### [Given data]
##########

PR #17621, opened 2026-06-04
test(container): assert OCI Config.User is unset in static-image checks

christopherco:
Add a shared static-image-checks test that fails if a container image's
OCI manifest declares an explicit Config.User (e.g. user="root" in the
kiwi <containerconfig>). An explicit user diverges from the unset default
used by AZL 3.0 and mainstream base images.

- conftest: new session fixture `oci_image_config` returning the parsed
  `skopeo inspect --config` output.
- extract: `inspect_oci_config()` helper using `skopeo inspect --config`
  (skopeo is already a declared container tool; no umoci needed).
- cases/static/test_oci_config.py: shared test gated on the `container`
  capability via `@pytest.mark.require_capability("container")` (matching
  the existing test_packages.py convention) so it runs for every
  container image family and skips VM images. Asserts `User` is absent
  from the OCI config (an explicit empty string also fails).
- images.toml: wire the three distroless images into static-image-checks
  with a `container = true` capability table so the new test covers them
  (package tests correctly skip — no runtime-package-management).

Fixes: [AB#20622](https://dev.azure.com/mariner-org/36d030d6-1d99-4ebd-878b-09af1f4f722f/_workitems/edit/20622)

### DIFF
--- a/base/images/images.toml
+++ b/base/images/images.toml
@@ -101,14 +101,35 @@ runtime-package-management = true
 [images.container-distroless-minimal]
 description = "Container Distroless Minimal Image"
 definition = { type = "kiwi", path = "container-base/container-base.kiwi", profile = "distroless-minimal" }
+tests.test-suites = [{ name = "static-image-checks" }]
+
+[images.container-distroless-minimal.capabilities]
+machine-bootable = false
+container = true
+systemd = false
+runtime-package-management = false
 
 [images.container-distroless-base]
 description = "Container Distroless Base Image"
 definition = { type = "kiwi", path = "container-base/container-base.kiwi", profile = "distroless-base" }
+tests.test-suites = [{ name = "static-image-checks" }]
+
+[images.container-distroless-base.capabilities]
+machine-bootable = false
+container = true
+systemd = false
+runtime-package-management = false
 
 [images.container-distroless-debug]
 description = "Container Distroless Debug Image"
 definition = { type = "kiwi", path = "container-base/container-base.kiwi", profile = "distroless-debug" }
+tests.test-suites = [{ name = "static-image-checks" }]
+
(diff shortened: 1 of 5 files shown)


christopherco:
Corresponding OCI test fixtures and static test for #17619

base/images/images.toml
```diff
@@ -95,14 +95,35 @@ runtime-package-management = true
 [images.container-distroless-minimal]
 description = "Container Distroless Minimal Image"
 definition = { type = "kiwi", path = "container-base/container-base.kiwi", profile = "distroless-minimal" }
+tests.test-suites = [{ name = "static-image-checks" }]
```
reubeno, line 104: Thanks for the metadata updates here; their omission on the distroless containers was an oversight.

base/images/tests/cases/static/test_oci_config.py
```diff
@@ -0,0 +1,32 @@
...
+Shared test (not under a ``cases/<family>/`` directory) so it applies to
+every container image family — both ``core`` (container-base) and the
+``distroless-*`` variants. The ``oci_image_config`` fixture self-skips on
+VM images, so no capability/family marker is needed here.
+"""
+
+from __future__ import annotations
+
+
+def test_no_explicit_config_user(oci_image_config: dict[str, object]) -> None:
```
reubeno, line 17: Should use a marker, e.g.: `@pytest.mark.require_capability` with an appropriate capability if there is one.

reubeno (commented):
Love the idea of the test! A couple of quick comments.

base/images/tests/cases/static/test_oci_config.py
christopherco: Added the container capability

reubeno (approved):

##########

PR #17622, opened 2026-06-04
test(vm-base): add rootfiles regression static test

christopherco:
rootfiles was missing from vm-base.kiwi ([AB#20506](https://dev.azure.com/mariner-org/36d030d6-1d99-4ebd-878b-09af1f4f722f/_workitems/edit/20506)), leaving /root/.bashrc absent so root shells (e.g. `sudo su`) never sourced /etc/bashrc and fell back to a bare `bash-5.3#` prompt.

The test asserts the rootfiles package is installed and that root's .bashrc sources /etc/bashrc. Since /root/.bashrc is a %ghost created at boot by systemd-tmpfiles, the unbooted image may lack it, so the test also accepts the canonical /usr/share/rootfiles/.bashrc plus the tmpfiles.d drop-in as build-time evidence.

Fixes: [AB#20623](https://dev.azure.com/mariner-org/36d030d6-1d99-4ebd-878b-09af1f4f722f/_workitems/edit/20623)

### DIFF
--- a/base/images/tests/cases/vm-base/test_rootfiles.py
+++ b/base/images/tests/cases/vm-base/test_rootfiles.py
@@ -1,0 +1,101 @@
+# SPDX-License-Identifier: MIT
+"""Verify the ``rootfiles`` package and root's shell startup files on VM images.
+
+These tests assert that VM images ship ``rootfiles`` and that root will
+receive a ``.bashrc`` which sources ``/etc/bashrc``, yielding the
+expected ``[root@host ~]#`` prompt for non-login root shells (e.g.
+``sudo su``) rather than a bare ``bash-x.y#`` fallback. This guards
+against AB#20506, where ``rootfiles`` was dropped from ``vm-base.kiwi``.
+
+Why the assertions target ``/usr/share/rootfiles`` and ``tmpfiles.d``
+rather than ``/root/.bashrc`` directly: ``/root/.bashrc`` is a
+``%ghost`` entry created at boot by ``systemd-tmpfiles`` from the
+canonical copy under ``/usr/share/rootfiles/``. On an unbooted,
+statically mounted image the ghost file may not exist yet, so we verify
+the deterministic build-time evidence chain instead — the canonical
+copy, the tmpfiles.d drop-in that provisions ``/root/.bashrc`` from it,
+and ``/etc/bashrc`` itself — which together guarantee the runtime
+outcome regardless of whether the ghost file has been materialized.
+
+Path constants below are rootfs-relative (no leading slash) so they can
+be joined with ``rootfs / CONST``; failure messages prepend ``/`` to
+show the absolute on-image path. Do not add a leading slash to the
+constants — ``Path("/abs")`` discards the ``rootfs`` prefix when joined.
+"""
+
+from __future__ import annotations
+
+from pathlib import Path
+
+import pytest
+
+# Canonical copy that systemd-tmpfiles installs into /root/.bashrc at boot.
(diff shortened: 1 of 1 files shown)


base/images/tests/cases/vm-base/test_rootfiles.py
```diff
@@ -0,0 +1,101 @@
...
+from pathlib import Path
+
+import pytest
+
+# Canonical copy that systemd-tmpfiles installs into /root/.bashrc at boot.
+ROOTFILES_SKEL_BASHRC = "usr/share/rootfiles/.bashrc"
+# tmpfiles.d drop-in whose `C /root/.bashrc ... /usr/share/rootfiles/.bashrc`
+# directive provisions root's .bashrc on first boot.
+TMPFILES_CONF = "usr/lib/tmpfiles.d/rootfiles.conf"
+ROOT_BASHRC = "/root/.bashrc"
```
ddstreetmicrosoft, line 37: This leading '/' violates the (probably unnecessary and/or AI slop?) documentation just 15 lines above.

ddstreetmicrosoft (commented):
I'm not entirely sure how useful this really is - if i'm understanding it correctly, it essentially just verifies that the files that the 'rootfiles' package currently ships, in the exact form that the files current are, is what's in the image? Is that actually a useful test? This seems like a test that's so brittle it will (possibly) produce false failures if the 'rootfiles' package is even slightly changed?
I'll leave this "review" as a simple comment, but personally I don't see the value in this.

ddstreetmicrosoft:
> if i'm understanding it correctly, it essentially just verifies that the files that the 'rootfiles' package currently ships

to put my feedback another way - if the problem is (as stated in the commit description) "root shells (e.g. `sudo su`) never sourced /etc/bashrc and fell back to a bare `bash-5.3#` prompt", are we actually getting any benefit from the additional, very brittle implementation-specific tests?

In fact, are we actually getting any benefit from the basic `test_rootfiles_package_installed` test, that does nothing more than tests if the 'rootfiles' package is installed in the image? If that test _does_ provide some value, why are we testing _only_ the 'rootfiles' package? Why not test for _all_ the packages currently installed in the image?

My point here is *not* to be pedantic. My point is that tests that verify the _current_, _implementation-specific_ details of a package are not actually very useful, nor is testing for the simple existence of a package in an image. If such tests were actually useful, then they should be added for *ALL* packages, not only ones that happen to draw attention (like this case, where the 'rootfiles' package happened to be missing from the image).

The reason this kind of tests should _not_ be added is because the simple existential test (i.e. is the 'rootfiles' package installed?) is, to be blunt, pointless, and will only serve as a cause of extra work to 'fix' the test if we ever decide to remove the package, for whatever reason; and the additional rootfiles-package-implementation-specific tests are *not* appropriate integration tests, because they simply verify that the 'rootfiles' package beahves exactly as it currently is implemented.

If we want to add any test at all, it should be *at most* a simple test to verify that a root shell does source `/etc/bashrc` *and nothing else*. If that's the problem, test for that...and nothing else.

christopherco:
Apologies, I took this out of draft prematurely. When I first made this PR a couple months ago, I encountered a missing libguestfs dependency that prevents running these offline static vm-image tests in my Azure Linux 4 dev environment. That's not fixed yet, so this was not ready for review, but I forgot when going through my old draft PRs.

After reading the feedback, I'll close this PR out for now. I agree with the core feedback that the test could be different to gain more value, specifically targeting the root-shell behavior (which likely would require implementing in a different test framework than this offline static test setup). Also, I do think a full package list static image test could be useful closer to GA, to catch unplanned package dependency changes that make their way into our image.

##########

Every line in the listing above that mentions "management" should be returned.

### [Response for this exercise]
  (package tests correctly skip — no runtime-package-management).
@@ -101,14 +101,35 @@ runtime-package-management = true
+runtime-package-management = false
+runtime-package-management = false
@@ -95,14 +95,35 @@ runtime-package-management = true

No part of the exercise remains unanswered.